■ **ABOUT THIS TASK**: Write out, without any change, the lines in the material below that run from the line with "When creating new" through the line with "### LINKED ISSUE #843: [OData] Batch support", both included.

-- DATA UNDER STUDY follows --

PR #1420, opened 2022-01-10
Revert setClientInfo in WrappedDataSource - to be fixed

d-velev:
This reverts the changes done in https://github.com/eclipse/dirigible/pull/1376 as and exception is thrown in some cases, it will be fixed in another PR

### DIFF
--- a/api/api-facade/api-database/src/main/java/org/eclipse/dirigible/api/v3/db/DatabaseFacade.java
+++ b/api/api-facade/api-database/src/main/java/org/eclipse/dirigible/api/v3/db/DatabaseFacade.java
@@ -641,10 +641,6 @@ public class DatabaseFacade implements IScriptingFacade {
 		}
 		Connection connection = dataSource.getConnection();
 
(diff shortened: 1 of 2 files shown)


BorisNen (approved):

api/api-facade/api-database/src/main/java/org/eclipse/dirigible/api/v3/db/DatabaseFacade.java
```diff
@@ -641,10 +641,6 @@ public static final Connection getConnection(String databaseType, String datasou
 		}
 		Connection connection = dataSource.getConnection();
 
-		if(((WrappedDataSource) dataSource).getDatabaseName().equals(DATABASE_NAME_HDB)) {
-            connection.setClientInfo("APPLICATIONUSER", UserFacade.getName());
-		}
```
ThuF, line 646: Do we need to revert the whole thing or only these 3 lines?

ThuF (changes requested):
Check comments

Issue #1439, opened 2022-01-12
[Core] Parent stack objects not visible


vmutafov:
When creating new stacks in the ThreadContextFacade we should make parent objects visible in the newly created stack. This is needed as otherwise new stacks don't see core objects like Tomcat's current Request/Response objects and others. 

This problem could be easily observed for example if a Flowable process is started from a REST endpoint and a certain task in the process tries to create a new Workspace with the WorkspaceFacade. It internally creates a Workspace at the wrong registry path as it doesn't see the current logged user and assumes it's an anonymous user.

PR #1440, opened 2022-01-12
feat: keep parent stack objects in new stacks

vmutafov:
Fixes: https://github.com/eclipse/dirigible/issues/1439

This PR sets newly created stacks to have their parent's stack as their own one in order for the `get` methods to have access to their parent's objects. 

Although this could be implemented by modifying the `get` method to lookup into parent stacks and use a bit less memory, it would be computationally heavier as the `get` methods are called often.


ThuF (approved):
+1

PR #1442, opened 2022-01-13
Initial support for OData batching

### LINKED ISSUE #843: [OData] Batch support
Add support for `$batch` operations.
batch READ operations are supported.

### LINKED ISSUE #1282: [OData] Support for transaction handling in SQL Processor
**Is your feature request related to a problem? Please describe.**
As per [OData specification](https://www.odata.org/documentation/odata-version-2-0/batch-processing/) it is possible to define change sets within batch requests. A change set can contain multiple requests and shall be interpreted as an atomic unit of work (i.e. a transaction).

Currently the Dirigible Backend does a connection management per request on its own, e.g. https://github.com/eclipse/dirigible/blob/v6.1.0/modules/odata/odata-core/src/main/java/org/eclipse/dirigible/engine/odata2/sql/processor/AbstractSQLProcessor.java#L449. Additionally it does not trigger any transaction commands (e.g. commit, rollback), thus relying that the datasource is configured with autocommit. For changes in a changeset that would mean, that each change is executed isolated in an own transaction, i.e. not atomic.

**Describe the solution you'd like**
We would like to have some kind of transaction management inside the backend. Either custom code should be called to retrieve connections and do commits/rollback or the solution should be somehow like the Transactional annotation within Java EE/Spring: If there is no connection/context available, do the transaction management on your own, if there is context available reuse the connection.

mit-ko:
### What does this PR do?
Provides support for transactions and batching #1282 #843 

Closes #1282 
Closes #843

Note: If you want to use transactions for customer operations, you can use a custom data source that uses only one connection, set auto-commit false on the connection perform the requests and then commit the transaction. The class org.eclipse.dirigible.engine.odata2.sql.utils.SingleConnectionDataSource  can be used for that purpose in custom code.
This approach is very similar to how the changesets in the batch support are implemented. 

Support for batching and transactions. Added unit tests.

### DIFF
--- a/modules/odata/odata-core-test/src/main/java/org/eclipse/dirigible/engine/odata2/sql/AbstractSQLProcessorTest.java
+++ b/modules/odata/odata-core-test/src/main/java/org/eclipse/dirigible/engine/odata2/sql/AbstractSQLProcessorTest.java
@@ -11,7 +11,9 @@
  */
 package org.eclipse.dirigible.engine.odata2.sql;
 
+import static org.apache.olingo.odata2.api.commons.ODataHttpMethod.GET;
 import static org.easymock.EasyMock.expect;
+import static org.junit.Assert.assertEquals;
 
 import java.io.ByteArrayInputStream;
 import java.io.IOException;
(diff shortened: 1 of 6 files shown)


ThuF (approved):
+1

PR #1444, opened 2022-01-14
fix: add modules.json and add test for sibling imports with dirigible imports

vmutafov:
Fixes: https://github.com/eclipse/dirigible/issues/1447

This PR adds:
- Test for the case of import of a file from a sibling folder that has a `@dirigible` import inside of it
- Add `modules.json` for the `api-bpm` module
- Add empty `bpm.d.ts` file for the `api-bpm` module (this and other `d.ts` files would be updated at a later point)


ThuF (approved):
+1

PR #1448, opened 2022-01-14
Fixes wrong results in the OData in few scenarios where skip/top are used with order by

### LINKED ISSUE #1243: [OData] Sorting with pagination and expand not working
**Describe the bug**
When  using orderBy parameter together with pagination (skip and top) as well as expand, the sorting is not working. It is sorted only block-wise, while the initial sorting is not working.

Guess the issue is related to here https://github.com/eclipse/dirigible/blob/master/modules/odata/odata-core/src/main/java/org/eclipse/dirigible/engine/odata2/sql/builder/SQLQueryBuilder.java#L136-L138

**To Reproduce**
It is important to do the order by already on the preselection of IDs. Deleting the "if" in this case works, but then leads to other issues when doing an orderBy on a association as the join is missing in the first query. 

E.g. query: GET /SomeEntity?$skip=0&$top=10&$orderby=SomeRelation/Name%20asc&$expand=SomeRelation

**Expected behavior**
The sorting is working.

**Additional context**
Dirigible version 6.1.0

mit-ko:
### What does this PR do?
Fixes inconsistency in the OData sql generation in few scenarios where skip/top are used with order by

Fixes an issue with order by Closes #1243


ThuF (approved):
+1

PR #1462, opened 2022-01-24
Mail configuration provider

BorisNen:
This PR is related to https://github.com/SAP/xsk/issues/899

Changelog:
1. MailFacade's default instance of the MailClient class now fetches all properties through the mail provider service
2. The mail provider service can be selected through an env variable - DIRIGIBLE_MAIL_CONFIG_PROVIDER
3. Added missing mail env variables to Configuration


modules/mail/mail-env-config/src/main/java/org/eclipse/dirigible/mail/env/EnvMailConfigProvider.java
```diff
@@ -0,0 +1,93 @@
...
+        addValue(properties, key, envKey, null);
+    }
+
+    private static void addValue(Properties properties, String key, String envKey, String defaultValue) {
+        String value = Configuration.get(envKey);
+        if (value != null) {
+            properties.put(key, value);
+        } else if (defaultValue != null) {
+            properties.put(key, defaultValue);
+        }
```
ThuF, line 91: Could we use here `Configuration.setIfNull()`?

ThuF (commented):
@BorisNen +1, Looks good to me, just one small comment, before merging the PR.

modules/mail/mail-env-config/src/main/java/org/eclipse/dirigible/mail/env/EnvMailConfigProvider.java
BorisNen: Configuration.setIfNull() is a void method that sets key-value pairs inside Configuration itself.
Here, we want to check if we should put the returned or default value inside the Properties instance.

ThuF: Agreed, thanks for the update! 😄

PR #1482, opened 2022-01-26
feat: support importing zips into a given path

vmutafov:
Fixes: https://github.com/eclipse/dirigible/issues/1483

This PR adds support for importing zips into a given path which would be treated as relative to the Repository root path.
The new endpoint is a POST to `/project?path=/some/path/relative/to/the/repository/root`


ThuF (approved):
+1

PR #1487, opened 2022-01-27
feat: add new process executor and change ExecFacade implementation

vmutafov:
Related to: https://github.com/eclipse/dirigible/issues/1491 and https://github.com/SAP/xsk/issues/1120

Currently, the ExecFacade uses a process executor that combines the error and out streams. This is not desired in some cases. The current process executor API is not easily extendable and would need some refactoring to support this. 

This PR proposes a new API for executing command-line programs with the idea of extending it over time for our needs. An advantage of this API is that it returns a Future. This would allow us at a later point to support the `async/await` style in JS if we want to. 

One current disadvantage of it is that it doesn't support timeouts. This could easily be supported as the Apache Exec has the notion of watchdogs that could do the work.


ThuF (approved):
+1 Seems good to me. @delchev do you have any comments, or we could merge this PR?

PR #1489, opened 2022-01-28
Configure variables for kyma and cloud foundry destination services

d-velev:
This PR makes it so that the environment variables needed for destination services in kyma and cloud foundry are set in dirigible with the same keys for both platforms. For kyma, the `DIRIGIBLE_OAUTH_PREFIX` and `DIRIGIBLE_DESTINATION_PREFIX` variables can be optionally set so that the service specific variables don't overlap.


d-velev:
@ThuF is there a better place for the `DIRIGIBLE_DESTINATION_` constants? There's an `OAuthService` class but no such class for the destination service.

releng/sap-cf-base/src/main/java/org/eclipse/dirigible/cf/utils/CloudFoundryUtils.java
```diff
@@ -165,6 +171,8 @@ public void setOrganizationName(String organizationName) {
 		@SerializedName("hana")
 		private List<HanaSchemaEnv> hanaSchemaEnv;
 
+		private List<DestinationEnv> destinationEnv;
```
dpanayotov, line 174: `@SerializedName("destination")`

releng/sap-kyma-base/src/main/java/org/eclipse/dirigible/kyma/KymaModule.java
```diff
@@ -77,6 +87,29 @@ private void configureOAuth() {
 		Configuration.setIfNull(OAuthService.DIRIGIBLE_OAUTH_APPLICATION_HOST, applicationHost);
 	}
 
+	private void configureDestination() {
+		String destinationPrefix = Configuration.get(DIRIGIBLE_DESTINATION_PREFIX, "");
```
dpanayotov, line 91: the default should be `destination_`, no?

dpanayotov (changes requested):

dpanayotov (approved):

Issue #354, opened 2018-12-06
gitlab-status refactoring on http.Client


alexellis:
## Expected Behaviour

Use default client or create client once and re-use

## Current Behaviour

Creates multiple HTTP clients one for each function in stack.

```
client := &http.Client{}
```

## Possible Solution

Refactor/reduce.

PR #364, opened 2018-12-17
Moved creation of http client outside of sendReport

bartsmykla:
Closes https://github.com/openfaas/openfaas-cloud/issues/354

## Description
http.Client is created in root scope, so it's not recreated
every time, when sendReport is being invoked.

## How Has This Been Tested?
Deployed to my cluster on AWS.

They shouldn't be because the result should be the same, just performance should be improved.

## Checklist:

I have:

- [ ] added unit tests

### DIFF
--- a/gitlab-status/handler.go
+++ b/gitlab-status/handler.go
@@ -88,8 +88,8 @@ func sendReport(URL string, token string, state string, desc string, context str
 		return fmt.Errorf("error while creating request to GitLab API: %s", reqErr.Error())
 	}
 	req.Header.Set("PRIVATE-TOKEN", token)
-	client := &http.Client{}
-	resp, clientErr := client.Do(req)
+
+	resp, clientErr := http.DefaultClient.Do(req)
 	if clientErr != nil {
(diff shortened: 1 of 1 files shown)


gitlab-status/handler.go
```diff
@@ -88,8 +90,8 @@ func sendReport(URL string, token string, state string, desc string, context str
 		return fmt.Errorf("error while creating request to GitLab API: %s", reqErr.Error())
 	}
 	req.Header.Set("PRIVATE-TOKEN", token)
-	client := &http.Client{}
```
alexellis: Can you use `http.DefaultClient` instead?

bartsmykla: Done

bartsmykla:
Done

gitlab-status/handler.go
```diff
@@ -77,6 +77,8 @@ func appendParameters(URL string, state string, desc string, context string) (st
 
 }
 
+var httpClient = http.DefaultClient
```
alexellis: No need for this pointer. Please just inline it.

bartsmykla: Done

PR #377, opened 2019-01-16
mario-mazo

mario-mazo:
mario-mazo
Signed-off-by: Mario Mazo <buster.mazo@gmail.com>


mario-mazo:
I would like to try it to see if it makes sense to deploy it at work later on.

initially I would like to try it with  grant/deny access to my private aws env. Like a super cheap vpn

-- DATA UNDER STUDY concluded --

■ **THE COMPLETED TASK**:
When creating new stacks in the ThreadContextFacade we should make parent objects visible in the newly created stack. This is needed as otherwise new stacks don't see core objects like Tomcat's current Request/Response objects and others. 

This problem could be easily observed for example if a Flowable process is started from a REST endpoint and a certain task in the process tries to create a new Workspace with the WorkspaceFacade. It internally creates a Workspace at the wrong registry path as it doesn't see the current logged user and assumes it's an anonymous user.

PR #1440, opened 2022-01-12
feat: keep parent stack objects in new stacks

vmutafov:
Fixes: https://github.com/eclipse/dirigible/issues/1439

This PR sets newly created stacks to have their parent's stack as their own one in order for the `get` methods to have access to their parent's objects. 

Although this could be implemented by modifying the `get` method to lookup into parent stacks and use a bit less memory, it would be computationally heavier as the `get` methods are called often.


ThuF (approved):
+1

PR #1442, opened 2022-01-13
Initial support for OData batching

### LINKED ISSUE #843: [OData] Batch support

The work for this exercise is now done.